> **TASK DESCRIPTION**
Only the number is needed: how many lines of the entries below contain the word "main".

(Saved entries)
PR #4216, opened 2020-01-14
PUBDEV-7204: GridSearch over TE parameters is not working

deil87:
This PR fixes two issues:
1) Implementation of TargetEncoderBuilder does not take into account the way how GridSearch is working. Instead of using TargetEncoderBuilder's constructor which sets passed model parameters, GridSearch is using startupOnce constructor with default parameters so that it can later reassign them with values from the grid. Even though initialisation is being called, training frame is not available  in default model parameters

2) Wrong key was passed to TargetEncoderModel
```new TargetEncoderModel(_result, ...   ```. Instead of `_result` from ModelBuilder the one from Job was used. See for more details my comment https://github.com/h2oai/h2o-3/pull/4216#discussion_r368741184

### DIFF
--- a/h2o-extensions/target-encoder/src/main/java/ai/h2o/targetencoding/TargetEncoderBuilder.java
+++ b/h2o-extensions/target-encoder/src/main/java/ai/h2o/targetencoding/TargetEncoderBuilder.java
@@ -2,6 +2,7 @@ package ai.h2o.targetencoding;
 
 import hex.ModelBuilder;
 import hex.ModelCategory;
+import water.DKV;
 import water.Scope;
 import water.fvec.Frame;
 import water.fvec.Vec;
@@ -36,7 +37,11 @@ public class TargetEncoderBuilder extends ModelBuilder<TargetEncoderModel, Targe
   private class TargetEncoderDriver extends Driver {
     @Override
     public void computeImpl() {
+      // In case ModelBuilder is registered with default model parameters ( i.e. without training frame etc.) we want to init it at this stage as well
+      if(_startUpOnceModelBuilder) init(false);
+
       final int numColsRemoved = hasFoldCol() ? 2 : 1; // Response is always at the last index, fold column is on the index before.
+
       final String[] encodedColumns = Arrays.copyOf(train().names(), train().names().length - numColsRemoved);
       TargetEncoder tec = new TargetEncoder(encodedColumns);
 
@@ -54,10 +59,8 @@ public class TargetEncoderBuilder extends ModelBuilder<TargetEncoderModel, Targe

> **OUTPUT BELOW**
2